I'm well aware how of how it works. A single bad month can wipe out your entire year, but it also has the highest potential for gains. It's not the best option in a volatile market, but it absolutely has the highest potential for accumulation in the right market.Uh... it's NOT a 2% monthly point to point cap.
Here is the product description:
Independent Marketing Group of American National
Please read this carefully: Total Sum Performance with a Monthly Cap
How does it work?
Let's look at the brochure here: http://img.anicoweb.com/cs/groups/p...ents/webcontent/10618_asiaplus10_brochure.pdf
What does that really mean?
Suppose you actually earn 2% each month (maximum 24% per year)... but in October, the index takes a dive of 30%. How much is credited to your annuity?

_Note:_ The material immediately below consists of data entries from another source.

Issue #378, opened 2023-09-29
Write tests to validate watch accounts


Tbaut:
This suite of test should make sure that:

- [ ] we can add a watched account with an expected result (say it has x accounts/pure in the dropdown)
- [x] we can remove a watched account
- [ ] add either the proxy or a multisig with the same results
- [x] the name given while adding the account is reflected in the home and in the main dropdown
- [x] we can edit the name of a watched account (with 3 dots menu)
- [x] we can see the subscan link (in the 3 dots menu)
- [x] we can see the tx of a watched account
- [x] we can **not** sign it
- [x] we can **not** send a Tx with a watched account
- [x] we can **not** add a walletConnect connection

To make sure this remains consistent over time, I believe that we should create a throw away account, we should
- create a multisig without proxy
- create a multisig with proxy
- create a tx (to have a tx to watch) with either
- share the mnemonic in the PR in case we want to change something in the future, but ideally not touch this account any more.

PR #396, opened 2023-10-11
Additional watched account tests

asnaith:
related to #378

New tests for

- Adding custom names to watched multisigs / watched pures 
- Checking the correct badge is displayed for pures / multisigs
- Checking new transaction button does not appear for watched accounts
- Checking the subscan link is present on the options menu 

Also removed some unnecessary double quotes in the locators on the page objects


packages/ui/cypress/support/page-objects/components/accountDisplay.ts
```diff
@@ -0,0 +1,7 @@
+export const accountDisplay = {
```
asnaith, line 1: Decided to create this a test object itself as it appears all over the app and then when checking for it's presence we can get cypress to yield the parent object and then check 'within' it to make sure we are checking the right ones (as account display details could appear on a page in multiple places etc)

packages/ui/cypress/tests/watched-accounts.cy.ts
```diff
@@ -58,4 +63,154 @@ describe('Watched Accounts', () => {
...
+      accountDisplay.pureBadge().should('not.exist')
+    })
+    // navigate to the home page and ensure the multisig badge is included in the header
+    topMenuItems.homeButton().click()
+    multisigPage.accountHeader().within(() => {
+      accountDisplay.identicon().should('be.visible')
+      accountDisplay.multisigBadge().should('be.visible')
+      accountDisplay.pureBadge().should('not.exist')
+    })
+  })
```
asnaith, line 142: created the badge-checking tests separate from the name-checking tests, I thought it was best to keep them separate so that if they fail it's immediately clear. Agreed?

packages/ui/cypress/tests/watched-accounts.cy.ts
```diff
@@ -58,4 +63,154 @@ describe('Watched Accounts', () => {
...
+    addWatchAccount(
+      watchMultisigs['multisig-with-pure'].pureAddress,
+      watchMultisigs['multisig-with-pure'].name)
+    // navigate to the home page and edit the name
+    topMenuItems.homeButton().click()
+    multisigPage.optionsMenuButton().click()
+    multisigPage.editNamesMenuOption().click()
+    editNamesModal.body().should('be.visible')
+    editNamesModal.inputEditPureName().type(`{selectall}{del}${`Edited Name Test`}`)
+    cy.wait(500)
```
asnaith, line 178: This is another annoying situation where this 500ms wait is needed before clicking the save button, without it the test will fail because the name in the header never updates. With this slight wait, it works every time. 

I understand we never want to never use waits but this is another instance where I couldn't go further without one. Open to suggestions.

packages/ui/cypress/tests/watched-accounts.cy.ts
```diff
@@ -58,4 +63,154 @@ describe('Watched Accounts', () => {
...
+  it('can see a subscan link for a watched pure', () => {
+    cy.visit(settingsPageWatchAccountUrl)
+    addWatchAccount(
+      watchMultisigs['multisig-with-pure'].pureAddress,
+      watchMultisigs['multisig-with-pure'].name)
+    // navigate to the home page and edit the name
+    topMenuItems.homeButton().click()
+    multisigPage.optionsMenuButton().click()
+    multisigPage.subscanMenuOption().should('be.visible')
+  })
```
asnaith, line 204: This is a very basic test atm, do we want to try and remove the target on the link so that the tab loads in the same window and then check that the subscan URL contains the correct address....or is that too much?

packages/ui/src/components/AccountEditName.tsx
```diff
@@ -66,6 +67,7 @@ const AccountEditName = ({ address, onNameChange, className }: Props) => {
           onChange={onChange}
           disabled={isExtensionAccount}
           value={name}
+          data-cy={`input-edit-${testId}-name`}
```
asnaith, line 70: even though passing the testId as a prop I'm still using data-cy as it's an internal component, I believe that's what we said to do in the past (Only use data-testid when it's an external component).

packages/ui/src/components/Header/Header.tsx
```diff
@@ -42,6 +42,7 @@ const Header = ({ handleDrawerOpen }: Props) => {
                 <NavLink
                   key={name}
                   to={path}
+                  data-cy={`button-navigate-${name.toLowerCase().replace(/ /g, '-')}`}
```
asnaith, line 45: Ok with this? We're making the links programmatically so think I have to do the same for the test tags and doing this means we can have consistent looking locators eg

`editNamesMenuOption: () => cy.get('[data-cy=menu-option-edit-names]')`

instead of 

  `editNamesMenuOption: () => cy.get('[data-cy=menu-option-Edit names]')`

asnaith:
@Tbaut @Lykhoyda I left some comments on specific things here, wanted to seek opinions before going further with more tests.

packages/ui/cypress/tests/watched-accounts.cy.ts
```diff
@@ -58,4 +63,146 @@ describe('Watched Accounts', () => {
...
+      accountDisplay.nameLabel().should('have.text', watchMultisigs['multisig-with-pure'].name)
+    })
+    // navigate to the multisig page and ensure the name is included in the home page header
+    topMenuItems.homeButton().click()
+    multisigPage.accountHeader().within(() => {
+      accountDisplay.nameLabel().should('have.text', watchMultisigs['multisig-with-pure'].name)
+    })
+  })
+
+  it('can see the identicon and badge displayed for a watched multisig', () => {
```
Tbaut, line 117: I feel like this test could be put together with the one before. Because 90% is the same.

packages/ui/cypress/tests/watched-accounts.cy.ts
Tbaut: Ha that was my comment above. To me, I think we could merge them,but I have no strong opinion. I feel like this is bloating minimally the tests, but is very much related to the previous checks.

packages/ui/cypress/tests/watched-accounts.cy.ts
Tbaut: Let's see what we can do here. It's weird that the input are so sensitive. Maybe we can wait until the text is visible in the input or something. I'll check.

packages/ui/cypress/tests/watched-accounts.cy.ts
Tbaut: I imagine that you meant to write this for the subscan test. I agree that it'd be better to actually test that the link is for the right address at least. I didn't research it but I guess it's possible. Removing the target sounds like hack though :shrug:

packages/ui/src/components/Header/Header.tsx
Tbaut: Sure, sounds good.

packages/ui/src/components/IdenticonBadge.tsx
```diff
@@ -44,6 +44,7 @@ export const IdenticonBadge = ({
       color="primary"
       badgeContent={badge}
       anchorOrigin={{ horizontal: 'left', vertical: 'top' }}
+      data-cy={badge === AccountBadge.PURE ? 'badge-pure' : 'badge-multisig'}
```
Tbaut, line 47: I'd use the badgeContent variable here.
`badge-${badgeContent}`

packages/ui/cypress/tests/watched-accounts.cy.ts
asnaith: Merged :)

packages/ui/src/components/IdenticonBadge.tsx
asnaith: Updated to `data-cy={`badge-${badge}`}` 

(badgeContent property is using the badge prop)

packages/ui/cypress/tests/watched-accounts.cy.ts
Tbaut: Need to spend time on this, sorry that I didn't get to it today, will check asap and report back.

Tbaut: I learned something pretty :exploding_head: today with `cy.clock` and `cy.tick`. The reason you had to wait, is because of the way we handle the storage of names. We don't store names on press, we debounce it. Without de-bouncing this field, it appeared unresponsive (I remember adding this). There's a debounce of 300ms here https://github.com/ChainSafe/Multix/blob/2d4fa20d13af25b365fe327a480b8710ffcb4f94/packages/ui/src/components/AccountEditName.tsx#L30-L31

Now thanks to `cy.clock` and `tick` we can bend time..  and make things happen quicker :shrug: 
https://docs.cypress.io/api/commands/tick

Tbaut: @Lykhoyda I'll try to use this in the connect function instead of `waitUntil`. Because it is actually retrying stuff every 200ms, so it's not really elegant

asnaith: > I learned something pretty 🤯 today with `cy.clock` and `cy.tick`. The reason you had to wait, is because of the way we handle the storage of names. We don't store names on press, we debounce it. Without de-bouncing this field, it appeared unresponsive (I remember adding this). 

@Tbaut This is great! The explanation totally makes sense. Thank you for working this out, this is something I would have never considered but now we can look out for it in other scenarios! 🙏

(cc @juans-chainsafe - there's some good info in the comment above, we can look out for this in other frontend projects when encountering those scenarios where we think we need a `cy.wait`).

packages/ui/cypress/tests/watched-accounts.cy.ts
asnaith: Updated: @Tbaut Juan has a nice solution for checking external links on another FE project. The same technique works well for us

Tbaut: yup that's great, I figured there were some ways to stub this but didn't check :+1:

Tbaut (approved):
Wow that's amazing, and that's already a lot covered!

Tbaut:
@asnaith you didn't share with us the mnemonic of this accounts. Any way you can do it, or didn't you use a new account for this?

asnaith:
> @asnaith you didn't share with us the mnemonic of this accounts. Any way you can do it, or didn't you use a new account for this?

@Tbaut Yeah I had the signatories in this file
https://github.com/ChainSafe/Multix/blob/main/packages/ui/cypress/fixtures/watchAccounts/watchSignatories.ts

but your question made me check...and when I did I realized one of the mnemonics needed updating as it was incorrect, now all is correct in this pr: https://github.com/ChainSafe/Multix/pull/409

Zero. (24%- 30% = -6, but negative interest is never credited)
This is NOT a "2% monthly point to point cap" as you keep alluding to, but a monthly sum strategy that credits interest annually.
Run some illustrations comparing annual caps versus the 2% monthly averaging strategy and you'll see that it doesn't lock in monthly gains.
Edit: ANICO calls the strategy "Total Sum Performance with a Monthly Cap" and American Equity calls it "Monthly Point to Point with a Cap," hence my language. Same strategy, different names.